Alspach argued that Davis was the right guy for the job.

“[Davis] is a candidate who understands we need an all-of-the-above approach to our housing crisis,” Alspach said in a phone interview. “I think he has done the work in the community and among neighborhood groups and associations to win and get that done.”

Loe said that organizers at Share The Cities will likely be split directly down the middle–half knocking doors for the socialist and half knocking doors for the urbanist. She’ll be supporting Mitnick because he’s an “on-the-ground fighter against power structures.” 

“[Mitnick] shows up in very deep ways—and not for neoliberal change but deep, transformative change,” she said. 

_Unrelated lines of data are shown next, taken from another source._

PR #1151, opened 2021-02-01
feat(firestore): Exposed Firestore APIs from firebase-admin/firestore…

hiranya911:
* Defined the `firebase-admin/firestore` module entry point.
* Exposed the public APIs of `@google-cloud/firestore` from the new entry point.


lahirumaramba (approved):
LGTM!

PR #1155, opened 2021-02-04
Add emulator-based integration tests.

yuchenshi:

### Discussion

This is a follow up to #1148 and enables emulator-based integration tests.

### Testing

This covers Firestore and most of Auth and database.

### API Changes

N/A


.github/workflows/ci.yml
```diff
@@ -17,10 +17,16 @@ jobs:
...
         npm run build
         npm run build:tests
+    - name: Lint and run unit tests
+      run: |
         npm test
         npm run api-extractor
+    - name: Run emulator-based integration tests
+      run: |
+        npm install -g firebase-tools
+        npm run integration:emulator
```
hiranya911, line 32: Should probably call `npm run test:integration:emulator` here. Otherwise code will be built again, which is not required (it was already built earlier).

package.json
```diff
@@ -15,8 +15,10 @@
     "lint": "run-p lint:src lint:test",
     "test": "run-s lint test:unit",
     "integration": "run-s build test:integration",
+    "integration:emulator": "run-s build test:integration:emulator",
     "test:unit": "mocha test/unit/*.spec.ts --require ts-node/register",
     "test:integration": "mocha test/integration/*.ts --slow 5000 --timeout 20000 --require ts-node/register",
+    "test:integration:emulator": "firebase emulators:exec --project fake-project-id --only auth,database,firestore 'mocha \"test/integration/{auth,database,firestore}.spec.ts\" --slow 5000 --timeout 20000 --require ts-node/register'",
```
hiranya911, line 21: Let's do this in the workflow configuration. Ideally we shouldn't add any emulator specific commands to this file.

.github/workflows/ci.yml
```diff
@@ -17,10 +17,16 @@ jobs:
...
+    - name: Install and build
       run: |
         npm ci
         npm run build
         npm run build:tests
+    - name: Lint and run unit tests
+      run: |
         npm test
         npm run api-extractor
+    - name: Run emulator-based integration tests
```
hiranya911, line 29: Might as well make API Extractor a separate step too.

hiranya911 (changes requested):
Thanks @yuchenshi. Really like how this is turning out. My main point of feedback is about managing the emulator-based integration tests entirely within the Actions workflow, rather than in `package.json`. That's consistent with how we did this in [Python](https://github.com/firebase/firebase-admin-python/blob/b35abb9bb74ab7629ae1ff5c6f73772c6dd450c5/.github/workflows/ci.yml#L29-L32), and keeps the package.json file clean of changes.

package.json
yuchenshi: Done.

.github/workflows/ci.yml
yuchenshi: Done.

yuchenshi:
Sorry I was OOO and I've now reverted `package.json` changes as requested.

.github/workflows/ci.yml
```diff
@@ -17,10 +17,19 @@ jobs:
...
       with:
         node-version: ${{ matrix.node-version }}
-    - name: Install, build and test
+    - name: Install and build
       run: |
         npm ci
         npm run build
         npm run build:tests
+    - name: Lint and run unit tests
+      run: |
```
hiranya911, line 26: Only one command here. Can be inlined:

```
run: npm test
```

.github/workflows/ci.yml
```diff
@@ -17,10 +17,19 @@ jobs:
...
         npm test
+    - name: Run api-extractor
+      run: |
```
hiranya911, line 29: Here too.

hiranya911 (approved):
Thanks @yuchenshi. LGTM with a couple of nits. Feel free to merge once the comments are addressed.

yuchenshi:
I see one flaky tests here and I'll investigate later. Don't merge for now please! https://github.com/firebase/firebase-admin-node/pull/1155/checks?check_run_id=1881208101#step:7:197

It's unclear if it's flaky due to some issue in Auth Emulator or maybe the test itself has race conditions that got worse since Auth Emulator is much faster than prod.

yuchenshi:
Merging now since the tests now pass. Feel free to skip that one test for emulators if this comes up again. Let's at least have coverage for the other tests.

lahirumaramba:
Hey @yuchenshi !
I am getting that flaky test again. I believe it is a race condition as it passes some times with a re-run.
Any thoughts on how we could handle this? Thanks!
https://github.com/firebase/firebase-admin-node/pull/1204/checks?check_run_id=2189478758

hiranya911:
If there's no obvious forward fix, we might want to revert this PR for the moment.

yuchenshi:
I've opened https://github.com/firebase/firebase-admin-node/pull/1205 to disable that flaky test only for emulators.

yuchenshi:
Found the root cause in Auth Emulator, tracked on https://github.com/firebase/firebase-tools/issues/3231. Will add the test back after fixing and another release. We're unblocked for now.

PR #1156, opened 2021-02-04
feat: Exposed Rules APIs from firebase-admin/security-rules entry point

hiranya911:
* Exported `firebase-admin/security-rules` module entry point.
* Added API report.


lahirumaramba (approved):
LGTM!

PR #1159, opened 2021-02-08
feat(storage): Exposed firebase-admin/storage entry point

hiranya911:
* Added the `firebase-admin/storage` module entry point.
* Added API report.


lahirumaramba (approved):
LGTM!

PR #1160, opened 2021-02-09
feat(ml): Added firebase-admin/machine-learning entry point

hiranya911:
* Added `firebase-admin/machine-learning` module entry point.
* Added API report for the new module.
* Updated the gulpfile to include all auto-generated d.ts files in the build (We can decide later if we want to filter some of them out in the future. But for now there's no reason to not include them).

This PR largely completes the refactoring work in individual service modules. In the next PRs I'll work on cleaning up the API documentation, and clearly marking any internal APIs that need to be screened out from the build.


lahirumaramba (approved):
LGTM!

PR #2209, opened 2023-06-09
Expose MultiDB within Firestore

tom-andersen:


etc/firebase-admin.firestore.api.md
```diff
@@ -100,11 +100,20 @@ export function getFirestore(): Firestore;
 // @public
 export function getFirestore(app: App): Firestore;
 
+// @beta
+export function getFirestore(databaseId: string): Firestore;
+
+// @beta
+export function getFirestore(app: App, databaseId: string): Firestore;
+
```
lahirumaramba, line 108: I think if we combine the two methods the docs will be more readable.

```
export function getFirestore(app?: App, databaseId: string): Firestore;
```

etc/firebase-admin.firestore.api.md
```diff
@@ -100,11 +100,20 @@ export function getFirestore(): Firestore;
...
+export function getFirestore(app: App, databaseId: string): Firestore;
+
 export { GrpcStatus }
 
 // @public
 export function initializeFirestore(app: App, settings?: FirestoreSettings): Firestore;
 
+// @beta
+export function initializeFirestore(app: App, settings: FirestoreSettings, databaseId: string): Firestore;
+
```
lahirumaramba, line 116: Would it make more sense to include the `databaseId` in `FirestoreSettings`?

src/firestore/index.ts
```diff
@@ -75,58 +75,72 @@ export {
 export { FirestoreSettings };
 
 /**
- * Gets the {@link https://googleapis.dev/nodejs/firestore/latest/Firestore.html | Firestore}
+ * Gets the default {@link https://googleapis.dev/nodejs/firestore/latest/Firestore.html | Firestore}
  * service for the default app.
  *
- * `getFirestore()` can be called with no arguments to access the default
```
lahirumaramba, line 81: Please get these documentation changes reviewed by a tech writer before merging the PR. Thanks!

lahirumaramba (changes requested):
Thank you! Added some comments

etc/firebase-admin.firestore.api.md
tom-andersen: TLDR; No, I I think this is a bad idea.

The admin SDK manages lifecycle of Firestore instances, such that subsequent requests will return the same instance. The `app` and `databaseId` form the key to this cache, and should really be held separate from settings in my opinion.

Other methods such as `getFirestore`, do not take a settings object. Adding a settings object here would conflict with intent to have `getFirestore` simply be a method to return an existing instance (if one exists).

`initializeFirestore` cannot be called with different settings, since settings cannot be changed after Firestore instance has been started. The semantic difference that "some" settings such as `database id` are allowed to change, will simply add confusion to interface. A simple rule that no settings are allowed to change can be maintained by excluding databaseId from settings.

etc/firebase-admin.firestore.api.md
tom-andersen: I think inviting customers to pass null as a parameter is a bad idea. 

The problem is in doc generation that doesn't include parameters in signature:

image

src/firestore/index.ts
tom-andersen: @markarndt

markarndt (approved):

src/firestore/index.ts
tom-andersen: Thanks Mark!

etc/firebase-admin.firestore.api.md
lahirumaramba: What I meant to say was to keep both as optional parameters so you don't need three method signatures. It also simplifies the docs.

```
export function getFirestore(app?: App, databaseId?: string): Firestore;

export function getFirestore(
  appOrDatabaseId?: App | string,
  optionalDatabaseId?: string
): Firestore {
```

lahirumaramba (approved):

etc/firebase-admin.firestore.api.md
tom-andersen: I still think calling `getFirestore(null, 'myDB')` is worse than having overload `getFirestore('myDB')`.

TypeScript doesn't expose the last signature, nor would I want to. The signature suggests someone could write code `getFirestore('myDB', 'myDB')` which isn't allowed.

```
export function getFirestore(
  appOrDatabaseId?: App | string,
  optionalDatabaseId?: string
): Firestore
```

PR #2216, opened 2023-06-14
feat(functions): Add features to task queue functions

blidd-google:
Since CF3 released support for Task Queue Functions at Google I/O 2022, users have made several feature requests. This PR enhances the Task Queue functions API to enable the following:

* [Headers passed to TaskQueue HTTPS handlers](https://cloud.google.com/tasks/docs/creating-http-target-tasks#handler) are now available to the context/event.
* Users can name their tasks by including an `id` to TaskOptions when enqueueing tasks.
* Users can cancel their tasks by providing the task `id` to the new `delete` API.

See https://github.com/firebase/firebase-functions/pull/1423 for the sister changes in the functions SDK.


test/unit/functions/functions-api-client-internal.spec.ts
```diff
@@ -137,63 +138,72 @@ describe('FunctionsApiClient', () => {
...
+        expect(apiClient.enqueue({}, invalidName as any))
+          .to.eventually.throw('Function name must be a single string or a qualified resource name');
       });
     }
 
     for (const invalidOption of [null, 'abc', '', [], true, 102, 1.2]) {
       it(`should throw if options is ${invalidOption}`, () => {
-        expect(() => apiClient.enqueue({}, FUNCTION_NAME, '', invalidOption as any))
-          .to.throw('TaskOptions must be a non-null object');
+        expect(apiClient.enqueue({}, FUNCTION_NAME, '', invalidOption as any))
```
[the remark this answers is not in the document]
blidd-google: Hm I deliberately chose to use chai's `eventually` to wait on the Promise returned by `enqueue` calls instead of async/await, to align better with the existing implementation which generally avoids async/await. Should I go ahead and refactor the unit tests to use async/await instead?

package-lock.json
lahirumaramba, line 1: Since we don't make any changes to the `package.json` in this PR, let's revert the lock file changes and let dependabot take care of the `package-lock.json` updates.

lahirumaramba (changes requested):

src/utils/validator.ts
```diff
@@ -278,3 +278,19 @@ export function isTopic(topic: any): boolean {
...
+ * @returns Whether the provided task ID is valid. 
+ */
+export function isTaskId(taskId: any): boolean {
+  if (typeof taskId !== 'string') {
+    return false;
+  }
+
+  const VALID_TASK_ID_REGEX = /^[A-Za-z0-9_-]+$/;
+  return VALID_TASK_ID_REGEX.test(taskId);
+}
```
lahirumaramba, line 296: nit: new line

src/functions/functions-api.ts
```diff
@@ -58,6 +60,40 @@ export type TaskOptions = DeliverySchedule & TaskOptionsExperimental & {
...
+   * prefixes, for example using a timestamp, causes an increase in latency and error rates in
+   * all task commands. The infrastructure relies on an approximately uniform distribution of
+   * task ids to store and serve tasks efficiently.
+   *
+   * "Push IDs" from the Firebase Realtime Database make poor IDs because they are based on
+   * timestamps and will cause contention (slow downs) in your task queue. Reversed push IDs
+   * however form a perfect distribution and are an ideal key. To reverse a string in
+   * javascript use `someString.split("").reverse().join("")`
+   */
+  id?: string;
```
lahirumaramba, line 84: Let's get the documentation reviewed by someone from the tech writing team

lahirumaramba (changes requested):
Thank you for the PR!
Please get a TW review on the documentation changes before merging this.

src/functions/functions-api.ts
```diff
@@ -70,3 +106,15 @@ export interface TaskOptionsExperimental {
  */
   uri?: string;
 }
+
+export class TaskAlreadyExists extends FirebaseError {
```
lahirumaramba, line 110: I would suggest we reuse the `FirebaseFunctionsError` type for this and add a new error code for `task-already-exists` error response to keep it consistent with the rest of the services.

src/functions/functions-api-client-internal.ts
```diff
@@ -54,6 +55,61 @@ export class FunctionsApiClient {
     }
     this.httpClient = new AuthorizedHttpClient(app as FirebaseApp);
   }
+  /**
+   * Deletes a task from a queue.
+   *
+   * @param id - The ID of the task to delete.
+   * @param functionName - The functionName of the queue.
```
egilmorez, line 62: Is functionName a literal?

But it probably makes more sense to just say "function name" in the definition/description.

src/functions/functions-api.ts
```diff
@@ -58,6 +60,40 @@ export type TaskOptions = DeliverySchedule & TaskOptionsExperimental & {
    * The default is 10 minutes. The deadline must be in the range of 15 seconds and 30 minutes.
    */
   dispatchDeadlineSeconds?: number;
+
+  /**
+   * The id to use for the enqueued event.
```
egilmorez, line 63: Suggest caps for "ID"

src/functions/functions-api.ts
```diff
@@ -58,6 +60,40 @@ export type TaskOptions = DeliverySchedule & TaskOptionsExperimental & {
...
+   * If not provided, one will be automatically generated.
+   * If provided explicitly specifying a task ID enables task de-duplication. If a task's ID is
```
egilmorez, line 65: iiuc, this reads better as, "If provided, an explicitly specified task ID enables . . ."

src/functions/functions-api.ts
```diff
@@ -58,6 +60,40 @@ export type TaskOptions = DeliverySchedule & TaskOptionsExperimental & {
...
+   * identical to that of an existing task or a task that was deleted or executed recently then
+   * the call will throw a TaskAlreadyExists error. Another task with the same id can't be
```
egilmorez, line 67: Suggest `TaskAlreadyExists` and capped "ID" in the next line.

src/functions/functions-api.ts
```diff
@@ -58,6 +60,40 @@ export type TaskOptions = DeliverySchedule & TaskOptionsExperimental & {
...
+   * created for ~1hour after the original task was deleted or executed.
+   * 
+   * Because there is an extra lookup cost to identify duplicate task ids, setting id
```
egilmorez, line 70: Yup, please do a scrub throughout for "ID," which should be capped -- unless you're referring to a lowercase literal, in which case it should be backticked.  Thanks!

src/functions/functions-api.ts
```diff
@@ -58,6 +60,40 @@ export type TaskOptions = DeliverySchedule & TaskOptionsExperimental & {
...
+   * significantly increases latency. Using hashed strings for the task id or for the prefix of
+   * the task id is recommended. Choosing task ids that are sequential or have sequential
+   * prefixes, for example using a timestamp, causes an increase in latency and error rates in
+   * all task commands. The infrastructure relies on an approximately uniform distribution of
+   * task ids to store and serve tasks efficiently.
+   *
+   * "Push IDs" from the Firebase Realtime Database make poor IDs because they are based on
+   * timestamps and will cause contention (slow downs) in your task queue. Reversed push IDs
```
egilmorez, line 78: Suggest "slowdowns" (otherwise it looks like verb or command).

egilmorez (commented):
I got a certain way through this and GH told me my diff was outdated . . . submitting these comments so far and will look again, thanks!

src/functions/functions-api.ts
blidd-google: Actually wanted to get your thoughts on how to document this — instead of throwing a TaskAlreadyExists error, we changed the behavior to throw a FirebaseFunctionsError with code "functions/task-already-exists". So if a user wanted to check if a thrown error is due to the task already existing, they would check like so:

```
try {
  await queue.enqueue(...);
} catch (err: unknown) {
  if (err.code === "functions/task-already-exists") {
    ...
  }
}
```
Is this comment in the functions API sufficient?

PR #2227, opened 2023-06-27
Fixes to password policy validation

kevinthecheung:
- Reorder checks so that you can pass undefined to use defaults
- Fix some 'undefined' comparisons


pragatimodi (approved):

pragatimodi:
LGTM, thank you for finding these!

PR #2236, opened 2023-07-07
fix(auth): Memory Leak in AsyncHttpCall affecting auth.listUsers

### LINKED ISSUE #2235: Memory Leak in getAuth(...).listUsers(...)
### Environment

  * Operating System version: macOS 13.4.1 (but also in within a Google Cloud Run NodeJS environment)
  * Firebase SDK version:
    * firebase: 9.23.0 (also 9.21.0)
    * firebase-admin: 11.9.0 (also 11.7.0)
    * firebase-functions: 4.4.1 (also 4.3.1)
  * Firebase Product: auth
  * Node.js version: 16, 18, 20
  * NPM version: 9.5.1
 
#### Steps to reproduce:

We discovered a Memory Leak when running the list_all_users example code from https://firebase.google.com/docs/auth/admin/manage-users#list_all_users.
The data loaded from `getAuth(app).listUsers(1000, nextPageToken)` is not garbage collected and causes the memory footprint of our authentication backup to grow and eventually run out of memory.

node20-plain-new-dep

Every blue bar is memory that is still used with is ~1MB/1000 Users making it almost impossible to use this function to backup multiple GB of user data.
The problematic path seems to be within: `node_modules/firebase-admin/lib/utils/api-request.js`.

Side-note: We only started noticing this issue with node v20, with node v18 and below we did not have the issue when using our production bundle that is generated with typescript and webpack. We could go back to previous versions and can see that the memory is correctly cleaned up in older node versions. Unfortunately we couldn't figure out what exactly the difference to the simple issue demo script I've added below is, which has the issue even on older versions. 
It just shows us, that there is now an issue that didn't exist before. 

We could also see the same when not using a loop and just calling `auth.listUsers(1000)` once, so the issue is not in the boilerplate around. Also the issue goes away when we mock this function call.

Here you can see a Memory Profile of the issue with our webpack output. You can clearly see, that in node20 the blue bars that are kept are way larger. In node18 and before the data was immediately cleaned up.

node 20 | node 18 (16 looks similar)
--- | ---
node20-webpack-new-dep | node18-webpack-new-dep

#### Relevant Code:

```js
const { initializeApp } = require("firebase-admin/app");
const { getAuth } = require("firebase-admin/auth");

const app = initializeApp({
  projectId: /* TODO */,
});

const auth = getAuth(app);

const listAllUsers = (nextPageToken) => {
  auth
    .listUsers(1000, nextPageToken)
    .then((listUsersResult) => {
      listUsersResult.users.forEach((userRecord) => {
        console.log("user", userRecord.toJSON());
      });
      if (listUsersResult.pageToken) {
        listAllUsers(listUsersResult.pageToken);
      }
    })
    .catch((error) => {
      console.log("Error listing users:", error);
    });
};

listAllUsers();
```

adrianjost:
fixes #2235

The socket code was only introduced to fix a bug in NodeJS 12 (https://github.com/firebase/firebase-admin-node/commit/db8be2620a5c9cfc5b9824d9d2487ab9815f5baf) and since then has even needed a patch (https://github.com/firebase/firebase-admin-node/commit/1a34bc49373a5a34bb0efc006ea156d66168103c). However the code does not seem necessary at all anymore. Removing this code resolved the described memory leak.

### Discussion

 - [x] Read the contribution guidelines (CONTRIBUTING.md).
 - [x] If this has been discussed in an issue, make sure to link to the issue here. 

### Testing

 - [ ] Make sure all existing tests in the repository pass after your change. - CI not started yet, but we are running it in production without issues 🤷‍♂️
 - [x] ~If you fixed a bug or added a feature, add a new test to cover your code.~ Not sure how this could be tested

### API Changes

 - [x] At this time we cannot accept changes that affect the public API.  If you'd like to help 
    can discuss it together.

### DIFF
--- a/src/utils/api-request.ts
+++ b/src/utils/api-request.ts
@@ -504,14 +504,6 @@ class AsyncHttpCall {
     if (timeout) {
       // Listen to timeouts and throw an error.
       req.setTimeout(timeout, timeoutCallback);
-      req.on('socket', (socket) => {
-        socket.setMaxListeners(socket.getMaxListeners() + 1);
-        socket.setTimeout(timeout, timeoutCallback);
-        socket.on('end', () => {
-          socket.setTimeout(0);
-          socket.setMaxListeners(Math.max(socket.getMaxListeners() - 1, 0));
-        });
-      });
     }
 
     // Send the request


lahirumaramba (approved):
Thank you for the fix! LGTM!

PR #2340, opened 2023-10-18
adding integration tests

pragatimodi:


test/integration/auth.spec.ts
```diff
@@ -1758,6 +1758,46 @@ describe('admin.auth', () => {
       });
     });
 
+    describe('Passkey config management operations', () => {
```
Xiaoshouzi-gh, line 1761: can we also add a disable test case?

pragatimodi: Disabling is not supported by the backend as of now.

Xiaoshouzi-gh: confirmed with backend disabling is an undone feature.  Resolving this.

Xiaoshouzi-gh (approved):
LGTM

PR #2341, opened 2023-10-18
user record changes for getAccountInfo()

pragatimodi:


src/auth/user-record.ts
```diff
@@ -357,6 +365,55 @@ export class MultiFactorSettings {
   }
 }
 
+/**
+ * Information about passkeys
```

Mitnick also receives support for his run from the Seattle chapter of the Democratic Socialists of America, the UW chapter for Students for a Democratic Society, the UW chapter for Institutional Climate Action, community organizer Violet Lavatai, and Washington State Director and Trade Justice organizer Julie Bouanna. 

It’s not unheard of for two progressive housing advocates to both advance to the general. It happened in 2017 when Teresa Mosqueda faced off against the more PHIMBY Jon Grant for a citywide seat. Before that, pro-housing candidates Rob Johnson and Michael Maddux competed in the 2015 general in D4. Those candidates even approached “BFF” status, according to KUOW. Loe hopes Mitnick and Davis will emulate that camaraderie. “We should all take the bus together before the forums,” she said. 

“Just imagine two candidates on stage in front of the Laurelhurst Community Club, and they’re debating different flavors of ending exclusionary zoning or rent control or social housing,” Loe said. “As a housing movement, we have the opportunity for a really substantive debate. I don’t want to see it get petty.”